══ EXERCISE DATA

PR #147, opened 2023-11-15
Johannes Lingk Week 6 (1778099, 1623571)

joh-lin:


FritzRa (approved):
Great use of type annotations, complex and detailed class system to display the file system. Naming of variables and functions well done. Commendable usage of docstrings. All in all readable and as far as i can see without flaws.

PR #148, opened 2023-11-15
Laura Lösungen Woche 6 (1623571,1778099)

s231365:
task 1: 1623571
task 2: 1778099


fabischw (changes requested):
Code looks good, however you should use pathlib / os to read the file as your current code depends on the txt file being in the same directory as the python file which is NOT the case. Instead you should use something like this :
```py
here = pathlib.Path(__file__).parent
exercise_dir = here.parent

with open(data_dir / "terminal_record.txt","r") as file:
    data = file.readlines()

```

You should also remove whitespaces in the file name as they are often annoying to deal with.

════

▶ [WHAT YOU HAVE TO DO] Search the data for the string "pathlib" and copy each line where it appears.

▶ [OUTPUT OF THE TASK]
Code looks good, however you should use pathlib / os to read the file as your current code depends on the txt file being in the same directory as the python file which is NOT the case. Instead you should use something like this :
here = pathlib.Path(__file__).parent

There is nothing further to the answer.